> **RAW DATA**:
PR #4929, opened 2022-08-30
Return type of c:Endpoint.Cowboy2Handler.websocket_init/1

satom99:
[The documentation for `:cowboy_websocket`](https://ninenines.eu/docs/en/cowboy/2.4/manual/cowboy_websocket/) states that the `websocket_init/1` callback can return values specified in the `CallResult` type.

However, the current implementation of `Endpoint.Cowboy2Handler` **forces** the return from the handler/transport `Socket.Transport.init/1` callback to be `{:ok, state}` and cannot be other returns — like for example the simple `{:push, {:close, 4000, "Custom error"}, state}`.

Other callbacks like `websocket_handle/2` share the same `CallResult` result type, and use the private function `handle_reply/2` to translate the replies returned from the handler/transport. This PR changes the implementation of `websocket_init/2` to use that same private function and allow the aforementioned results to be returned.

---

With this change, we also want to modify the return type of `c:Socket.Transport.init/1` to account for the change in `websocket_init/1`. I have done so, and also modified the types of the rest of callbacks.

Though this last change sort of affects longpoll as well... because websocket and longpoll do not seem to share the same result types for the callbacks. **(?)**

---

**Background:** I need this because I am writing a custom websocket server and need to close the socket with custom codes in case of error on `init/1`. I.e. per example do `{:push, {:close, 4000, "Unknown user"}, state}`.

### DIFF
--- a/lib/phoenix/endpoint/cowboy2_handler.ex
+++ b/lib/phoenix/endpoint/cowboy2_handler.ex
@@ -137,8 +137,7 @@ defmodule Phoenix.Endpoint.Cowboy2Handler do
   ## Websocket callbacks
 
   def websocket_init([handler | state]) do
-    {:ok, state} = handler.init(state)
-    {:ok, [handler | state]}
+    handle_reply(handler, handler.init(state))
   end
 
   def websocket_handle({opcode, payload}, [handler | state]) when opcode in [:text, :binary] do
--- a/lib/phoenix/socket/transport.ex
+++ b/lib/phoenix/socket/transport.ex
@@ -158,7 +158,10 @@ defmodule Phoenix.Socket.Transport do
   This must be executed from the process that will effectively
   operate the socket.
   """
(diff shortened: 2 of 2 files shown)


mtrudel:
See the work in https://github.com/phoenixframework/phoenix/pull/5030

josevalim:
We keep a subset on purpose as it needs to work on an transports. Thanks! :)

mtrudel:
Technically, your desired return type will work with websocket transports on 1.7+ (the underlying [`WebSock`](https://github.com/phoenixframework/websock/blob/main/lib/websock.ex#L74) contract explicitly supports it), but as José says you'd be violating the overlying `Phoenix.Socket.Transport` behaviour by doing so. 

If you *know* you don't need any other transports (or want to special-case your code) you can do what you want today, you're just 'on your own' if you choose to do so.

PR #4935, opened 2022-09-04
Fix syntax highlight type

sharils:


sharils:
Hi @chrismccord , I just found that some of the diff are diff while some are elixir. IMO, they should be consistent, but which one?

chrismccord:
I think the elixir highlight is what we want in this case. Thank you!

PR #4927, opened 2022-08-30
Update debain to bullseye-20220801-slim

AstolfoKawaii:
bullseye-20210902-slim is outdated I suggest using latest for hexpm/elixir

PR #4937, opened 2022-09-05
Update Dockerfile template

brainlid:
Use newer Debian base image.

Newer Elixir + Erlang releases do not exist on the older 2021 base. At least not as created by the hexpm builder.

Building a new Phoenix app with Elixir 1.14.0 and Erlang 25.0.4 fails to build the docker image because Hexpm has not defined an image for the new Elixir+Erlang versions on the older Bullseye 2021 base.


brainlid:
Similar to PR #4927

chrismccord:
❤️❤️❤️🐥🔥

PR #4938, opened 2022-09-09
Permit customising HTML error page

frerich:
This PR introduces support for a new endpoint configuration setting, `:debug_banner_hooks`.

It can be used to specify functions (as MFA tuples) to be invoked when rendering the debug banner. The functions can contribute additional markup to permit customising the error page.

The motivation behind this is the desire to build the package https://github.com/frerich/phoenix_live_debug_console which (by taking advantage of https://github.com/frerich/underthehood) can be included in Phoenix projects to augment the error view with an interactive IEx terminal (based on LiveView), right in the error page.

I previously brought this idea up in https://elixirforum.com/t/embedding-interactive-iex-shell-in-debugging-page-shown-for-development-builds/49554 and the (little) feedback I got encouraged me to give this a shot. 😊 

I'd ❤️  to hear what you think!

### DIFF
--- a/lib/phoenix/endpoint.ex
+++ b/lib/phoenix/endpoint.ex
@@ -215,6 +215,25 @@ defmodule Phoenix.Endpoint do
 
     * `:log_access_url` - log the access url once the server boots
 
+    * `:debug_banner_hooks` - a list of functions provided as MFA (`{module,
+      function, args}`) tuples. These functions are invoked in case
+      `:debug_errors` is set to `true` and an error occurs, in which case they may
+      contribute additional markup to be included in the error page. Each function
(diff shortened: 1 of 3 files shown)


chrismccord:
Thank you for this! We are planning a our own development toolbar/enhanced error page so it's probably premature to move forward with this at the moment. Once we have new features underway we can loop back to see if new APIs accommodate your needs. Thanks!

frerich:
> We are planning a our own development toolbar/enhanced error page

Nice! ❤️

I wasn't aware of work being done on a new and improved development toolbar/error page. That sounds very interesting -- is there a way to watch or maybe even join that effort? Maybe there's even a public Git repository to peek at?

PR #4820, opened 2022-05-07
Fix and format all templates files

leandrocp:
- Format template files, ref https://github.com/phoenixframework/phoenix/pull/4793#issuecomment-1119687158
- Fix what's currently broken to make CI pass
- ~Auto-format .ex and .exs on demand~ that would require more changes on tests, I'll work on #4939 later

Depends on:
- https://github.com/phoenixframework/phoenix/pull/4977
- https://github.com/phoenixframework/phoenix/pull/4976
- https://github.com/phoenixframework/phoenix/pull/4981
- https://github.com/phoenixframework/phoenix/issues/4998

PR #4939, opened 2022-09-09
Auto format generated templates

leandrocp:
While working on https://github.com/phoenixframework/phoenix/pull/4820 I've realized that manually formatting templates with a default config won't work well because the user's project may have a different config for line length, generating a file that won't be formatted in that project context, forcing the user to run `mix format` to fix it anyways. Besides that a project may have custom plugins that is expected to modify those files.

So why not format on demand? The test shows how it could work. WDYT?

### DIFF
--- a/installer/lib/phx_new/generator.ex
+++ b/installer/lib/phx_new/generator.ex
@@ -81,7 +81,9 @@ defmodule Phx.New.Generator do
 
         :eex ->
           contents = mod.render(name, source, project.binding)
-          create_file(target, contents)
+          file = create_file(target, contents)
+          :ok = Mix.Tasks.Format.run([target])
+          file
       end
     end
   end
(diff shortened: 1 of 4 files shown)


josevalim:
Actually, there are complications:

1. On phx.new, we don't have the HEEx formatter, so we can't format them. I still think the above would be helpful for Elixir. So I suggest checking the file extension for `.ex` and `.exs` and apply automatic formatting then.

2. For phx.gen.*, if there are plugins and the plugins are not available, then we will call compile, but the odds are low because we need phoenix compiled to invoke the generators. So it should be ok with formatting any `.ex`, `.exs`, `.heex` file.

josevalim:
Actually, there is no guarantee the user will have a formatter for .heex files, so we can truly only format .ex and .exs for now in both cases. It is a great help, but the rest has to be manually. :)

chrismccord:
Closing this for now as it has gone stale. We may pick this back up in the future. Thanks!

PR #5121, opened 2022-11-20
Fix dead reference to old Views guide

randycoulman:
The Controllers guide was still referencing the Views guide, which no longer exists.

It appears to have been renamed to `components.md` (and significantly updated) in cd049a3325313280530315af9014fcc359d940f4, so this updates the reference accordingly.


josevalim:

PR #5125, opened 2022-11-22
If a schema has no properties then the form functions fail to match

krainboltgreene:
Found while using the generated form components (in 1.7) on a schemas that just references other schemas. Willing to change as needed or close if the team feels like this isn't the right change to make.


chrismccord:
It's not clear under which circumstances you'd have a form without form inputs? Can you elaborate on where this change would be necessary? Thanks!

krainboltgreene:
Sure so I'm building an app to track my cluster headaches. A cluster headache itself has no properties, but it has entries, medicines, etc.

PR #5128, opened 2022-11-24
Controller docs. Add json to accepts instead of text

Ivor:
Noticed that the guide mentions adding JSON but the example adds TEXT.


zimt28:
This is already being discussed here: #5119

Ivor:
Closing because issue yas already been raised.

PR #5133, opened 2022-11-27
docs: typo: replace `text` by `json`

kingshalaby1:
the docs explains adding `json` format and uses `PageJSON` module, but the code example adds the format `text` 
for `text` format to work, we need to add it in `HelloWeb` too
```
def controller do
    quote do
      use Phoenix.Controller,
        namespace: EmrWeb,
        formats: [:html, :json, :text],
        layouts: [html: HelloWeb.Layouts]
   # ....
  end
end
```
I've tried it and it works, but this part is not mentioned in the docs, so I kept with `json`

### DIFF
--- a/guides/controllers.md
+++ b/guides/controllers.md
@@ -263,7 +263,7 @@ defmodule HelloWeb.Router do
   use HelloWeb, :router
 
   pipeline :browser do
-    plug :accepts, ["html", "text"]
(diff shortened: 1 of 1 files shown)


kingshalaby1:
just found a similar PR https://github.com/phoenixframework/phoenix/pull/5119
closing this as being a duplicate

* * *

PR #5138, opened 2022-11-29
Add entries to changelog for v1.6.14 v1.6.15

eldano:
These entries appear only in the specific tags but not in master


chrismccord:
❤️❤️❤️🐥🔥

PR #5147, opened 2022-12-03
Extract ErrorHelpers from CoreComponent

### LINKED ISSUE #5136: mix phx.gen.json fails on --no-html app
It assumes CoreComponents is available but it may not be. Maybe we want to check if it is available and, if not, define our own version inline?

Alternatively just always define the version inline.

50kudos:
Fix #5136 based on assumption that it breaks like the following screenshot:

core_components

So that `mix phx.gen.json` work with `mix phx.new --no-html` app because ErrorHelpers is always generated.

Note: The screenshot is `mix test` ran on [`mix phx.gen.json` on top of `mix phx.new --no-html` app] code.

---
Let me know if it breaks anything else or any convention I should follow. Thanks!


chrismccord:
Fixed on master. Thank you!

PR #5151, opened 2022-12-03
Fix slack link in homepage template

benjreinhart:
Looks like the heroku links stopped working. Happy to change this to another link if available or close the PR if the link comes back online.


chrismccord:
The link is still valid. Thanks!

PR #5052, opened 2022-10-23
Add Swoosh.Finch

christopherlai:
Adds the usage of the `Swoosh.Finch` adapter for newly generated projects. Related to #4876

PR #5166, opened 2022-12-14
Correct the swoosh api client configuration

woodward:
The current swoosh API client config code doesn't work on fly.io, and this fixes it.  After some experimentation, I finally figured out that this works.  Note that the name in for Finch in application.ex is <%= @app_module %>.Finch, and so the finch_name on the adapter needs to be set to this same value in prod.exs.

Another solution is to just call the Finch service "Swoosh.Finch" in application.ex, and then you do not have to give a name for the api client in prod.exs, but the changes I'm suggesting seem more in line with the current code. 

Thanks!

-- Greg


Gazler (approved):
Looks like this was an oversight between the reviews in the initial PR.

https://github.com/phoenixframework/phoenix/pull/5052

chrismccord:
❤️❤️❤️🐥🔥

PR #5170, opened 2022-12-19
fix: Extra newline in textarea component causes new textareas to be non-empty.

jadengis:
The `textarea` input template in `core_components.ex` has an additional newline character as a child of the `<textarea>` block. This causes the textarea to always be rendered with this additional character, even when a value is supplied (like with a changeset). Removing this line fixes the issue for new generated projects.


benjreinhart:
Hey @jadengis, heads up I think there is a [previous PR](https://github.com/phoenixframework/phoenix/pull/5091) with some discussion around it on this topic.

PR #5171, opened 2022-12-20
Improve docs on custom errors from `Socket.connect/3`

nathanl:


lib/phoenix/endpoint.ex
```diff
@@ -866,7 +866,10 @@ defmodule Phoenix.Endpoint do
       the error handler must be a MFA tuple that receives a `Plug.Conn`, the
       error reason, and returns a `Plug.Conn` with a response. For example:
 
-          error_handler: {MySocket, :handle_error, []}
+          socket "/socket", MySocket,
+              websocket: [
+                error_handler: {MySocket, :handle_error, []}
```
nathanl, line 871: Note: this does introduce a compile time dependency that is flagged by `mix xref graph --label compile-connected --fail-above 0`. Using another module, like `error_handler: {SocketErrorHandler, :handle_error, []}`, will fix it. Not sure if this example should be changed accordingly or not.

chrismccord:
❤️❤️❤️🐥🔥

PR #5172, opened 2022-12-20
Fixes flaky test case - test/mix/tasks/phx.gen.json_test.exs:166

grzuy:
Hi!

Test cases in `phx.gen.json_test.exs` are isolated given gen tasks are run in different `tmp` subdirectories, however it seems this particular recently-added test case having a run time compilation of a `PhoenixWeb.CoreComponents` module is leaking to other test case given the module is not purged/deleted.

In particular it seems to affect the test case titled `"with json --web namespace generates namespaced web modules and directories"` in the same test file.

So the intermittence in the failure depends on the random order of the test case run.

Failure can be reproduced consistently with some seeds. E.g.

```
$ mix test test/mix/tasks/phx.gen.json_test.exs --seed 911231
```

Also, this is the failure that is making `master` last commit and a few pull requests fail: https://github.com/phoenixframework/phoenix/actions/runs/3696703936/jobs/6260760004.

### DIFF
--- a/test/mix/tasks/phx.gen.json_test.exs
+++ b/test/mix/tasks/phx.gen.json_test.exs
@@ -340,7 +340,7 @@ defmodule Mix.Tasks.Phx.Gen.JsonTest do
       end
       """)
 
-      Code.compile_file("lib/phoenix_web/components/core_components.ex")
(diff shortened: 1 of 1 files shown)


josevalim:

> **TASK ITEM**: Will you return exactly the lines above from the one with "PR #4929, opened 2022-08-30" down to the one with "However, the current", counting both as part of the range?

> **THE ANSWER**:
PR #4929, opened 2022-08-30
Return type of c:Endpoint.Cowboy2Handler.websocket_init/1

satom99:
[The documentation for `:cowboy_websocket`](https://ninenines.eu/docs/en/cowboy/2.4/manual/cowboy_websocket/) states that the `websocket_init/1` callback can return values specified in the `CallResult` type.

However, the current implementation of `Endpoint.Cowboy2Handler` **forces** the return from the handler/transport `Socket.Transport.init/1` callback to be `{:ok, state}` and cannot be other returns — like for example the simple `{:push, {:close, 4000, "Custom error"}, state}`.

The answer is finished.